# My BRAND NEW carpet!



## Elway&Prince (Sep 6, 2007)

Elway ate my BRAND NEW bedroom carpet! It's less than a month old and he chewed a huge hole in it while I was in the bathroom! He was very apologetic about it though. I walked in and he didn't bounce up to greet me, instead just laid there with a worried look on his face and wagged just the little tip of his tail. I knew he did something so I called him over and sure enough he was laying on a giant hole he had chewed into the carpet.

He got the customary "look what you did, bad dog!" and now has been banished from our room for the day.


----------



## Maggies mom (Jan 6, 2006)

I always say if you cant watch him 24/7 crate them or I have made a couple mine sit in the bathroom so they couldnt get into trouble.... while I was showering.....


----------



## vrocco1 (Feb 25, 2006)

I agree with MM. If you can't watch them, you have to crate them.


----------



## lovestofly (Feb 25, 2007)

Rut-Roo..............Before Putz was trustworthy I made him come in the bathroom with me while I showered - wasn't about to leave him have the full run until he proved himself. Here's hoping that you like throw rugs!!!


----------



## Brandy's Mom (Oct 5, 2005)

I use baby gates to prevent the dogs from getting into rooms where they can cause mischief. 

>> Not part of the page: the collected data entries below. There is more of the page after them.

PR #231, opened 2019-11-15
Fix for WPE-438 - Modified Linux Device to send pairing events

neeraj-deshpande:
Modified Pair() and Unpair() methods for KeyDevice class to send pairing events.

However at present, Unpair() method of KeyDevice class is not being called from anywhere. Should it be called in the  KeyDevice destructor.


pwielders:
Looks good. Thanks @rjpdasilva now the pairing of the LinuxInputDevice alseo sends out the pairing events...

PR #232, opened 2019-11-18
JSONRPCClient: Moved SmartClient as SmartLinkType in to thunder JSONRPCLink.h

HaseenaSainul:


examples/JSONRPCClient/JSONRPCClient.cpp
```diff
@@ -9,318 +9,35 @@
...
-	}
-	uint32_t SetProperty(const char method[], const Core::JSON::VariantContainer& object, const uint32_t waitTime = Client::DefaultWaitTime)
-	{
-		return (_connection.Set(waitTime, method, object));
-	}
-	uint32_t GetProperty(const char method[], Core::JSON::VariantContainer& object, const uint32_t waitTime = Client::DefaultWaitTime)
-	{
-		return (_connection.Get<Core::JSON::VariantContainer>(waitTime, method, object));
-	}
+    bool IsActivated() {
```
pwielders: I think this one can go ? It will automagically call the base.

examples/JSONRPCClient/JSONRPCClient.cpp
```diff
@@ -9,318 +9,35 @@
...
-	void Activated()
-	{
-		printf("Monitor Plugin Activated\n");
-	}
-	void Deactivated()
-	{
-		printf("Monitor Plugin Deactivated\n");
-	}
+    void StateChange() override{
+        if (JSONRPC::SmartLinkType<INTERFACE>::IsActivated() == true) {
```
pwielders: If you removed the above, this can be without the namespace.

examples/JSONRPCClient/JSONRPCClient.cpp
```diff
@@ -9,318 +9,35 @@
...
+            printf("%s plugin is activated\n", _callsign.c_str());
+        } else {
+            printf("%s plugin is deactivated\n", _callsign.c_str());
+        }
+    }
 
 private:
-	Connection _connection;
+    string _callsign;
```
pwielders: Why should you maintain the callsign ? It is not neede here, is it ?

HaseenaSainul: It is just used to print the name of the plugin's status requested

They've got to prove themselves trustworthy. Until then, watch them or crate them. More important than the property damage: they can swallow the darndest things and wind up with life-threatening obstructions.


----------



## FlyingQuizini (Oct 24, 2006)

Ditto to the crate if you can be watching. 

And please remember that don't are totally present tense. He isn't capable of associating the act of chewing your carpet with the displeasure that you were showing with your customary "look what you did" reprimand. That just taught him that chewed carept is bad... not that chew-ING carpet is bad...

-S


----------



## Baileysmom (Aug 5, 2006)

Here's hoping that you kept the remnant pieces. The carpet repair people should be able to fix it up in a jiffy and you will never know the difference, especially since it is new. I also took the dog in the bathroom with me so that he couldn't get into trouble or put him in the crate. He still follows me into the bathroom when I shower! :doh:


----------



## GoldRocksMom (Feb 9, 2007)

oh Elway, you have joined the ranks of 
"that good thing your a golden, I love you anyway club"

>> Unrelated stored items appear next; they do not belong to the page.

PR #233, opened 2019-11-18
[TimeSync] TimeSync sometimes not succeeding

MFransen69:


TimeSync/NTPClient.cpp
```diff
@@ -294,7 +315,11 @@ namespace Plugin {
     void NTPClient::Update()
     {
 
-        _adminLock.Lock();
```
pwielders: Thats scarry.... What if during the "notification" period the element is removed from the list? We are iterating over this list in a moment. If it is not locked, the Register and Unregister can simply add/remove elements.

MFransen69: As was added in the comment the (private) Update method is always used in an already protected context, of course it needs to be locked (I removed it here as I saw other examples in our code base where we do that, indeed double locking does not make it mores safe but decreases performance ;) ).

pwielders: Ohhh missed that the callee already had a lock and here it was taken again...

PR #237, opened 2019-11-21
compositor: mouse event handling

moorthy-bs:
- mouse move and mouse click events handled


moorthy-bs:
is virtualinput_open() give a common handle for different inputs? If so, need to check whether these work on same connector name / nodeId

pwielders:
In the meantime, we had a request to also work with touch and mouse. So on the Virtualinput, we added a way to communicate mouse changes and touch changes.
They all have there own open.

pwielders:
Looks good now. Thanks, will merge!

I feel for you, I really do!
Great thing is you can probably get a piece of the same carpet since new
and cut a piece to seam in there

I agree with everyone else, crates, puppy/child gates, no carpet, trim,
furniture, shoes, well you get the idea until Mr Elway proves he is to be trusted 100% of the time.
Showering with them in the bathroom takes place here all the time.
I can not remember the last shower with the bathroom to myself


----------



## KatzNK9 (Feb 27, 2007)

Ouch! I'm so sorry you had to learn this one first hand. Eeekgads. Good advice above. Oh my, it's a good thing they're so darned cute! Hang in there, I suppose it could have been worse even though it is likely a very hard thing to realize at the moment.


----------



## Elway&Prince (Sep 6, 2007)

Oh I didn't yell at him for it. He has never chewed carpet before and even had a toy to keep him occupied. He always sticks to his bones/toys when they are available. I'm hoping it can get fixed though.

I know he can do a lot worse so was thankful too it was in our bedroom so not noticeable and I can just throw my nightstand over it and it covers it up.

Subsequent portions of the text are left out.